Assigned task: An exact copy of all the data is the expected answer.

::::

PR #535, opened 2022-07-06
create a function to check for never used keys

### LINKED ISSUE #420: create a translator function to check the use of the keys
If you are updating many time the same application you may end up removing some or all the existing keys. It complex to visually assess if all the remaining keys in the dict are used. 

Maybe a parser could be interesting to check all the folder files and validate the keys that are used. 

Usage will be of course for developer only

12rambau:
In project that have been maintained for a long time, I've lost track of which keys is used where, leading to sometime many keys in the translator that are never used anywhere. This new method is checking if the keys are called at least once in the files of the application. 

Only test the straight foward calling method but other pattern can be added in other PR.

I took advantage of having it running to check sepal_ui itself and removed the leys that are never used.

Fix #420


12rambau:
I think I'm  the only one using it, let's deploy it and see how it goes

PR #1102, opened 2016-02-18
Keep named arguments during eta expansion

### LINKED ISSUE #1096: EtaExpansion.liftArgs removes NamedArgs
This could make correlating trees with positions harder.
We have an agreement that NamedArgs should survive until FirstTransform.

The place where it's eliminated:
https://github.com/lampepfl/dotty/blob/master/src/dotty/tools/dotc/typer/EtaExpansion.scala#L53

odersky:
Fixes #1096. Review by @xeno-by

### DIFF
--- a/src/dotty/tools/dotc/typer/EtaExpansion.scala
+++ b/src/dotty/tools/dotc/typer/EtaExpansion.scala
@@ -48,13 +48,11 @@ object EtaExpansion {
   }
 
   /** Lift a function argument, stripping any NamedArg wrapper */
-  def liftArg(defs: mutable.ListBuffer[Tree], arg: Tree, prefix: String = "")(implicit ctx: Context): Tree = {
-    val arg1 = arg match {
-      case NamedArg(_, arg1) => arg1
-      case arg => arg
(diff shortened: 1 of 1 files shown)


xeno-by:
Does this `NamedArg` carry a reference to the corresponding method parameter?

DarkDimius:
the `name` field indicates what was the name of method parameter.

src/dotty/tools/dotc/typer/EtaExpansion.scala
```diff
@@ -48,13 +48,11 @@ object EtaExpansion {
   }
 
   /** Lift a function argument, stripping any NamedArg wrapper */
```
smarter: I think the documentation needs to be updated, since we don't strip the NamedArg anymore.

xeno-by:
@DarkDimius Is there a stronger connection, e.g. via a symbol?

DarkDimius:
No. Symbols of arguments of methods are only accessible inside the body of the method in Dotty.

src/dotty/tools/dotc/typer/EtaExpansion.scala
odersky: We do strip it, but then rewrap it around something else. I meant to do the change, but then decided it's too much busywork for too minor an improvement.

PR #1104, opened 2016-02-18
Improvements & bugs that were discovered while implementing specialization.

DarkDimius:
The big one is the change in mixin.
It reduces the size of dotty.jar by 4%.

### DIFF
--- a/src/dotty/tools/dotc/transform/DropEmptyCompanions.scala.disabled
+++ b/src/dotty/tools/dotc/transform/DropEmptyCompanions.scala.disabled
@@ -30,7 +30,7 @@ import dotty.tools.dotc.transform.TreeTransforms.TransformerInfo
  */
 class DropEmptyCompanions extends MiniPhaseTransform { thisTransform =>
   import ast.tpd._
-  override def phaseName = "dropEmpty"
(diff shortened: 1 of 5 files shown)


smarter:
https://github.com/dotty-staging/dotty/commit/89386d05cff42f0f16c4e301749a2dc5ed8c329c and https://github.com/dotty-staging/dotty/commit/13792086f90f9f231c3774e5681556a8c41352b3 should have tests.

DarkDimius:
@smarter https://github.com/dotty-staging/dotty/commit/89386d05cff42f0f16c4e301749a2dc5ed8c329c cannot be tested as this is the usage of internal helper-API that previously was supported and now requires using more low-level api.

Speaking about https://github.com/dotty-staging/dotty/commit/13792086f90f9f231c3774e5681556a8c41352b3 - I'm not sure if there can be a test that does not need specialization at the moment. 

I believe that those changes generally improve robustness of compiler and are worth getting in.

DarkDimius:
@odersky please review. 74d5820 in particular needs careful review.

odersky:
Otherwise LGTM

odersky:
@darkdimius Do you want to do the final changes to get this in now?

::::

Response for this exercise:
PR #535, opened 2022-07-06
create a function to check for never used keys

### LINKED ISSUE #420: create a translator function to check the use of the keys
If you are updating many time the same application you may end up removing some or all the existing keys. It complex to visually assess if all the remaining keys in the dict are used. 

Maybe a parser could be interesting to check all the folder files and validate the keys that are used. 

Usage will be of course for developer only

12rambau:
In project that have been maintained for a long time, I've lost track of which keys is used where, leading to sometime many keys in the translator that are never used anywhere. This new method is checking if the keys are called at least once in the files of the application. 

Only test the straight foward calling method but other pattern can be added in other PR.

I took advantage of having it running to check sepal_ui itself and removed the leys that are never used.

Fix #420


12rambau:
I think I'm  the only one using it, let's deploy it and see how it goes

PR #1102, opened 2016-02-18
Keep named arguments during eta expansion

### LINKED ISSUE #1096: EtaExpansion.liftArgs removes NamedArgs
This could make correlating trees with positions harder.
We have an agreement that NamedArgs should survive until FirstTransform.

The place where it's eliminated:
https://github.com/lampepfl/dotty/blob/master/src/dotty/tools/dotc/typer/EtaExpansion.scala#L53

odersky:
Fixes #1096. Review by @xeno-by

### DIFF
--- a/src/dotty/tools/dotc/typer/EtaExpansion.scala
+++ b/src/dotty/tools/dotc/typer/EtaExpansion.scala
@@ -48,13 +48,11 @@ object EtaExpansion {
   }
 
   /** Lift a function argument, stripping any NamedArg wrapper */
-  def liftArg(defs: mutable.ListBuffer[Tree], arg: Tree, prefix: String = "")(implicit ctx: Context): Tree = {
-    val arg1 = arg match {
-      case NamedArg(_, arg1) => arg1
-      case arg => arg
(diff shortened: 1 of 1 files shown)


xeno-by:
Does this `NamedArg` carry a reference to the corresponding method parameter?

DarkDimius:
the `name` field indicates what was the name of method parameter.

src/dotty/tools/dotc/typer/EtaExpansion.scala
```diff
@@ -48,13 +48,11 @@ object EtaExpansion {
   }
 
   /** Lift a function argument, stripping any NamedArg wrapper */
```
smarter: I think the documentation needs to be updated, since we don't strip the NamedArg anymore.

xeno-by:
@DarkDimius Is there a stronger connection, e.g. via a symbol?

DarkDimius:
No. Symbols of arguments of methods are only accessible inside the body of the method in Dotty.

src/dotty/tools/dotc/typer/EtaExpansion.scala
odersky: We do strip it, but then rewrap it around something else. I meant to do the change, but then decided it's too much busywork for too minor an improvement.

PR #1104, opened 2016-02-18
Improvements & bugs that were discovered while implementing specialization.

DarkDimius:
The big one is the change in mixin.
It reduces the size of dotty.jar by 4%.

### DIFF
--- a/src/dotty/tools/dotc/transform/DropEmptyCompanions.scala.disabled
+++ b/src/dotty/tools/dotc/transform/DropEmptyCompanions.scala.disabled
@@ -30,7 +30,7 @@ import dotty.tools.dotc.transform.TreeTransforms.TransformerInfo
  */
 class DropEmptyCompanions extends MiniPhaseTransform { thisTransform =>
   import ast.tpd._
-  override def phaseName = "dropEmpty"
(diff shortened: 1 of 5 files shown)


smarter:
https://github.com/dotty-staging/dotty/commit/89386d05cff42f0f16c4e301749a2dc5ed8c329c and https://github.com/dotty-staging/dotty/commit/13792086f90f9f231c3774e5681556a8c41352b3 should have tests.

DarkDimius:
@smarter https://github.com/dotty-staging/dotty/commit/89386d05cff42f0f16c4e301749a2dc5ed8c329c cannot be tested as this is the usage of internal helper-API that previously was supported and now requires using more low-level api.

Speaking about https://github.com/dotty-staging/dotty/commit/13792086f90f9f231c3774e5681556a8c41352b3 - I'm not sure if there can be a test that does not need specialization at the moment. 

I believe that those changes generally improve robustness of compiler and are worth getting in.

DarkDimius:
@odersky please review. 74d5820 in particular needs careful review.

odersky:
Otherwise LGTM

odersky:
@darkdimius Do you want to do the final changes to get this in now?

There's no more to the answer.